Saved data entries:
---------------

PR #1955, opened 2020-08-01
Test improvement: removed resource optimism (test smell)

eas5:
#### Check List:
* Fixes NA
* Unit tests: YES
* Javadoc with a code example (on API only): NA

This is a test refactoring.

The resource optimism occurs when a test method makes an optimistic assumption that the external resource (e.g., file), utilized by the test method, exists.

As this test presumes the existence of a file with content to be tested for, It is necessary to ensure the file exists and has content before proceeding with the test steps.

### DIFF
--- a/src/test/java/org/assertj/core/api/Assertions_linesOf_Test.java
+++ b/src/test/java/org/assertj/core/api/Assertions_linesOf_Test.java
@@ -15,6 +15,7 @@ package org.assertj.core.api;
 import static org.assertj.core.api.Assertions.assertThat;
 import static org.assertj.core.api.Assertions.linesOf;
 import static org.assertj.core.util.Lists.newArrayList;
+import static org.junit.Assume.*;
 
 import java.io.File;
 import java.nio.charset.StandardCharsets;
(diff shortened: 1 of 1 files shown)


src/test/java/org/assertj/core/api/Assertions_linesOf_Test.java
```diff
@@ -29,6 +30,7 @@
   @Test
   public void should_read_lines_of_file_with_UTF8_charset() {
     File file = new File("src/test/resources/utf8.txt");
+    assumeTrue("src/test/resources/utf8.txt file is blank. Skipping test", file.length() > 0);
```
joel-costigliola, line 33: I'm not sure to understand @eas5, we don't need to assume the file is blank, we know it is not and it it was the following assertion would fail anyway. 

Can you clarify?

Cheers

eas5: Sure!

The assumption is `file.length() > 0`, so we always expect the file to exist and have content. The error message _"src/test/resources/utf8.txt file is blank. Skipping test"_ will be passed to the AssumptionViolatedException in case of failure, which will halt and skip the test instead of failing it.

scordio: In my eyes, this assumption would hide a potential problem. The test should fail if the file does not exist, we should not skip it.

(BTW `org.assertj.core.api.Assumptions.assumeThat` should be favored)

joel-costigliola: I agree wih @scordio and thus closing this PR.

---------------

What to work on:
Give back every line from the beginning of the records through the line holding "import static org.assertj.core.api.Assertions.linesOf;", exactly as it reads, and leave out the rest.

Task output:
PR #1955, opened 2020-08-01
Test improvement: removed resource optimism (test smell)

eas5:
#### Check List:
* Fixes NA
* Unit tests: YES
* Javadoc with a code example (on API only): NA

This is a test refactoring.

The resource optimism occurs when a test method makes an optimistic assumption that the external resource (e.g., file), utilized by the test method, exists.

As this test presumes the existence of a file with content to be tested for, It is necessary to ensure the file exists and has content before proceeding with the test steps.

### DIFF
--- a/src/test/java/org/assertj/core/api/Assertions_linesOf_Test.java
+++ b/src/test/java/org/assertj/core/api/Assertions_linesOf_Test.java
@@ -15,6 +15,7 @@ package org.assertj.core.api;
 import static org.assertj.core.api.Assertions.assertThat;
 import static org.assertj.core.api.Assertions.linesOf;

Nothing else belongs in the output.